*Data shown*.
PR #1213, opened 2015-09-15
update bufferData and bufferSubData test

Richard-Yunchao:
1) code refactoring
2) add bufferData test without ArrayBuffer
3) add cases for bufferSubData and bufferData when size/offset is zero


sdk/tests/conformance/buffers/buffer-data-and-buffer-sub-data.html
```diff
@@ -0,0 +1,163 @@
...
+    gl.bufferSubData(gl.ARRAY_BUFFER, 0, array);
+    wtu.glErrorShouldBe(gl, gl.NO_ERROR);
+
+    gl.bufferSubData(gl.ARRAY_BUFFER, 0, new Float32Array(0));
+    wtu.glErrorShouldBe(gl, gl.NO_ERROR);
+
+    gl.bindBuffer(gl.ARRAY_BUFFER, null);
+}
+
+finishTest();
```
zhenyao: No need for finishTest() here.  This test is static.

sdk/tests/conformance/buffers/buffer-data-and-buffer-sub-data.html
```diff
@@ -0,0 +1,163 @@
...
+
+    gl.bindBuffer(gl.ARRAY_BUFFER, buf);
+    wtu.glErrorShouldBe(gl, gl.NO_ERROR);
+
+    gl.bufferData(gl.ARRAY_BUFFER, null, gl.STATIC_DRAW);
+    wtu.glErrorShouldBe(gl, gl.INVALID_VALUE);
+
+    // This should not crash, but the selection of the overload is ambiguous per Web IDL.
+    gl.bufferData(gl.ARRAY_BUFFER, null, gl.STATIC_DRAW);
+    gl.getError();
```
zhenyao: You can get rid of this case.  The spec has been updated since to return INVALID_VALUE, and it's tested right above.

sdk/tests/conformance/buffers/buffer-data-and-buffer-sub-data.html
```diff
@@ -0,0 +1,163 @@
...
+    wtu.glErrorShouldBe(gl, gl.INVALID_OPERATION);
+
+    gl.bindBuffer(gl.ARRAY_BUFFER, buf);
+    wtu.glErrorShouldBe(gl, gl.NO_ERROR);
+
+    gl.bufferData(gl.ARRAY_BUFFER, -4, gl.STATIC_DRAW);
+    wtu.glErrorShouldBe(gl, gl.INVALID_VALUE);
+
+    gl.bufferData(gl.ARRAY_BUFFER, 0, gl.STATIC_DRAW);
+    wtu.glErrorShouldBe(gl, gl.NO_ERROR);
```
kenrussell: Per https://codereview.chromium.org/1339273002/ this change does not look good to me. There is no good reason to support allocation of zero-sized buffers, and the checks in Chromium's implementation probably date back to workarounds for bugs in graphics drivers.

sdk/tests/conformance/buffers/buffer-data-and-buffer-sub-data.html
```diff
@@ -0,0 +1,163 @@
...
+    gl.bufferData(gl.ARRAY_BUFFER, null, gl.STATIC_DRAW);
+    gl.getError();
+
+    gl.bufferData(gl.ARRAY_BUFFER, array, gl.STATIC_DRAW);
+    wtu.glErrorShouldBe(gl, gl.NO_ERROR);
+
+    arrayZero = new ArrayBuffer(0);
+    shouldBeNonNull("arrayZero");
+    gl.bufferData(gl.ARRAY_BUFFER, arrayZero, gl.STATIC_DRAW);
+    wtu.glErrorShouldBe(gl, gl.NO_ERROR);
```
kenrussell: What do the other WebGL implementations (Firefox's, Apple's, Microsoft's) do in this case? Since passing a null ArrayBuffer is disallowed, and Chrome's implementation has historically not allowed 0-sized buffers to be allocated, I think this should generate an INVALID_VALUE error, and be specified to do so.

Richard-Yunchao: @kenrussell, Firefox can support both 0-sized buffers and 0-sized ArrayBuffer. It can pass this test cases.

sdk/tests/conformance/buffers/buffer-data-and-buffer-sub-data.html
kenrussell: See follow-up below.

sdk/tests/conformance/buffers/buffer-data-and-buffer-sub-data.html
kenrussell: I see. That wasn't made clear in your CL https://codereview.chromium.org/1339273002/ nor in the description of this new test. Please, make it clear what the motivation is for making changes like this.

Given that, this overall change LGTM, but please address @zhenyao 's comments.

RafaelCintron: IE and Edge disallow null from being passed to bufferData and bufferSubdata.  We did this because section "5.14.5 Buffer Objects" of the WebGL spec, it states that an INVALID_VALUE should be flagged if null is passed to either bufferData or bufferSubData.  The OpenGL spec states that passing null to either of these functions has undefined behavior.  

I would prefer that the behavior continue to be defined as it is in the spec, unless I am missing something.

RafaelCintron: IE and Edge allow 0 to be passed to bufferData and bufferSubData. At render time, we ensure that zero is ends up in the vertex shader and that drawing is skipped if the empty buffer is used as an element array buffer.  Same goes for the 'new ArrayBuffer(0)' case.

RafaelCintron:
@Richard-Yunchao , I encourage you to add a test that passes 'undefined' as the second parameter to bufferData and bufferSubData.  While the spec does not specifically say what happens in this case, I believe the result should be the same as if you pass null.

sdk/tests/conformance/buffers/buffer-data-and-buffer-sub-data.html
kenrussell: The behavior of passing null to bufferData is unchanged. "new ArrayBuffer(0)" returns a non-null instance. Passing null is supposed to call the bufferData overload taking "GLenum target, BufferDataSource? data, GLenum usage". Passing 0 is supposed to call the overload taking "GLenum target, GLsizeiptr size, GLenum usage".

RafaelCintron: @kenrussell The see that on line 103 of the test, it verfies that passing null to bufferData flags INVALID_VALUE. Good so far. However, that is not consistent with the bufferSubData test (line 144) where passing null is verified to flag no error.

sdk/tests/conformance/buffers/buffer-data-and-buffer-sub-data.html
```diff
@@ -0,0 +1,163 @@
...
+    wtu.glErrorShouldBe(gl, gl.INVALID_VALUE, "buffer overflow");
+
+    gl.bufferSubData(gl.ARRAY_BUFFER, -10, new Float32Array(8));
+    wtu.glErrorShouldBe(gl, gl.INVALID_VALUE);
+
+    gl.bufferSubData(gl.ARRAY_BUFFER, 10, array);
+    wtu.glErrorShouldBe(gl, gl.NO_ERROR);
+
+    gl.bufferSubData(gl.ARRAY_BUFFER, 10, null);
+    wtu.glErrorShouldBe(gl, gl.NO_ERROR);
```
kenrussell: This should generate INVALID_VALUE per https://www.khronos.org/registry/webgl/specs/latest/1.0/#5.14.5 . Please update the expectations, and any buggy WebGL implementations will be fixed.

sdk/tests/conformance/buffers/buffer-data-and-buffer-sub-data.html
kenrussell: Thanks @RafaelCintron for pointing this out. It looks like a deviation from the spec per the bufferSubData definition at https://www.khronos.org/registry/webgl/specs/latest/1.0/#5.14.5 .

Richard-Yunchao:
Thanks for you all, @RafaelCintron , @kenrussell , @zhenyao , code has been updated. As @RafaelCintron suggested, I add test cases for bufferData and bufferSubData when the ArrayBufferSource is undefined. I also think these case should generate GL_INVALID_VALUE.

PTAL.

RafaelCintron:
The newest change LGTM from a correctness perspective. A couple of minor things I would like to see added to the test.
* At least for the tests you added, please make more liberal use of the 'opt_msg' parameter of glErrorShouldBe. For debugging, having this makes it much easier to track down the source of the failure.
* Add a test to ensure that calling `bufferData(gl.ARRAY_BUFFER, [1,2,3], gl.STATIC_DRAW)` and `bufferSubData(gl.ARRAY_BUFFER, 0. [1,2,3])` also fail with INVALID_VALUE.  Sequences of numbers are allowed for things like uniforms but not for the buffer functions.

RafaelCintron:
I previously had a comment where I suggested that we have undefined and [1,2,3] flag INVALID_VALUE but, thinking things through some more, I think we should have these two continue to be accepted without error and create a buffer with 0 size. This is the current behavior of other Webgl functions that accept numbers. What do @kenrussell and @jdashg think?

RafaelCintron:
@Richard-Yunchao , another improvement you can make to the test if you wish is to call getBufferParameter(gl.ARRAY_BUFFER, gl.BUFFER_SIZE) and ensure that the returned size is what you expect.

kenrussell:
We should not add any special behavior for cases like "undefined" and "[1,2,3]"; the coercion of values to particular types is well defined in the Web IDL editor's draft at https://heycam.github.io/webidl/ and that's the behavior that should be enforced. Firefox's been doing a great job conforming to Web IDL and Chrome's made dramatic recent improvements in conformance.

Richard-Yunchao:
Thanks for your suggestions, @kenrussell  and @RafaelCintron , I added information for opt_msg parameter in glErrorShouldBe(). The "undefined" test cases are removed as kbr suggested. For getBufferParameter, I suppose that gl-object-get-call.js can will cover it. 

PTAL. Thanks a lot!

kenrussell:
@Richard-Yunchao I didn't mean to remove the tests where "undefined" and "[1, 2, 3]" were removed. I only meant that the behavior should be defined by Web IDL, and that no special cases should be added to the definitions of bufferData and bufferSubData.

I've compared the old and new tests by hand to verify that no test coverage was lost -- a little difficult since the file was moved as well as the tests changed. @Richard-Yunchao I would encourage you to please submit two different pull requests in the future if you are moving files, one which moves the file without changing its contents, and the second which updates the tests in the file.

I'd like to merge this now while the state of the test is well known, and add more tests in subsequent pull requests. Thanks for the contribution.

Richard-Yunchao:
@kenrussell , oh, I misunderstood you... And thanks for your suggestion of pull requests that move files.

*What you have to do*.
Check the listing above for "made". Show every line where it turns up.

*Expected answer*.
kenrussell: I see. That wasn't made clear in your CL https://codereview.chromium.org/1339273002/ nor in the description of this new test. Please, make it clear what the motivation is for making changes like this.
We should not add any special behavior for cases like "undefined" and "[1,2,3]"; the coercion of values to particular types is well defined in the Web IDL editor's draft at https://heycam.github.io/webidl/ and that's the behavior that should be enforced. Firefox's been doing a great job conforming to Web IDL and Chrome's made dramatic recent improvements in conformance.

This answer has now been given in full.